Männliche Friseurin - Nein Danke!

Wer diesen Blog regelmäßig verfolgt, weiß, dass demnächst in der Schongauer Münzstraße ein neues Friseurgeschäft namens Jean Berat eröffnet wird. Im August habe ich das bereits im Zusammenhang mit den leeren Geschäften in der Altstadt geschrieben. Hier lesen


Foto: Jean Berat in der Schongauer Altstadt

Unfreiwillig komisch wirkt diese Stellenausschreibung im Schaufenster:



Männliche Friseurinnen brauchen sich demzufolge keine Hoffnungen auf eine Anstellung bei "Jean Berat" machen. Jetzt frage ich mich natürlich, ob der Besitzer mit diesem Schild Transvestiten fernhalten will?

Nein, hier handelt es sich offenbar um einen grammatikalischen Ausrutscher.

Wer sich in unserer deutschen Sprache ein wenig auskennt, dem sind vermutlich längst die Begriffe Pleonasmus und Tautologie in den Sinn gekommen. Zwei urdeutsche Begriffe, die beide dasselbe meinen, nämlich eine
überflüssige Häufung sinngleicher Begriffe. Oder pleonastisch gesagt: Das sind zweifach doppelt gemoppelte Wörter wie der alte Greis, die runde Kugel oder das kalte Eis.

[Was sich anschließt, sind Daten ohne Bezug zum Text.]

PR #13840, opened 2020-06-14
Update setup.rst

abdounikarim:
Hello,

I just updated the docs.

### DIFF
--- a/setup.rst
+++ b/setup.rst
@@ -75,6 +75,12 @@ addition, the installer checks if your system meets the technical requirements
 to execute Symfony applications. If not, you'll see the list of changes needed
 to meet those requirements.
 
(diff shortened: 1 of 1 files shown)


javiereguiluz:
@abdounikarim we thank you for your contribution, but sadly we can't merge it. We decided to keep the old Symfony 3.4 using the old installer, etc. and use the new installation method (and Symfony Flex) only in 4.0 and up. That's why Symfony 3.4 is a bit different than the rest of the docs. We did this because the number of changes to do to update everything in 3.x would be huge and we can't spend so much time in this "legacy" version (it's still supported, so it's not technically "legacy"). In 3.4 we only merge bug fixes and important missing features, but no rewordings or big updates. We hope you understand!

Die weibliche Friseurin fällt in die gleiche Kategorie von Blödsinn. Trotzdem ist es natürlich schön dass ein neuer Arbeitsplatz im neu renovierten Laden geschaffen wird. (Das war jetzt übrigens ein Witz!)

Samstag, 30. August 2008

Audio-Diashow: Die leerstehenden Geschäfte in der Schongauer Altstadt




Was für ein trauriges Bild: 17 leer stehende Geschäfte und Kneipen in der Schongauer Altstadt. Trotzdem sagt die Werbegemeinschaft Altstadt: "Mit dem Stadtzentrum geht es aufwärts."

Zu dem Thema berichten heute auch die Schongauer Nachrichten:

Trotz Aufschwung triste Ansichten
Schongau – Einzelhandel im Schongauer Stadtzentrum: Obwohl 17 Ladenflächen leer stehen, sieht die Werbegemeinschaft eine positive Entwicklung in der Altstadt.




Auf den ersten Blick ist es eine traurige Bilanz: Wer dieser Tage durch die Schongauer Altstadt flaniert, zählt insgesamt 17 leer stehende Ladenräume. Doch hinter der tristen Fassade verbirgt sich eine positive Entwicklung. Das meint zumindest Versicherungsmakler Thomas Eichler, zweiter Vorsitzender der Werbegemeinschaft: ,,Mit der Altstadt geht es wieder aufwärts."

Längst sei die Zahl der verwaisten Geschäfte rückläufig. Eichler verweist auch darauf, dass demnächst zwei neue Läden im Stadtzentrum eröffnen: Ein Friseur in der Münzstraße sowie am kommenden Dienstag ein Sandwich-Verkauf in der Wasserstraße. Eichler weiß auch von weiteren Vermietern, die mit Interessenten verhandeln.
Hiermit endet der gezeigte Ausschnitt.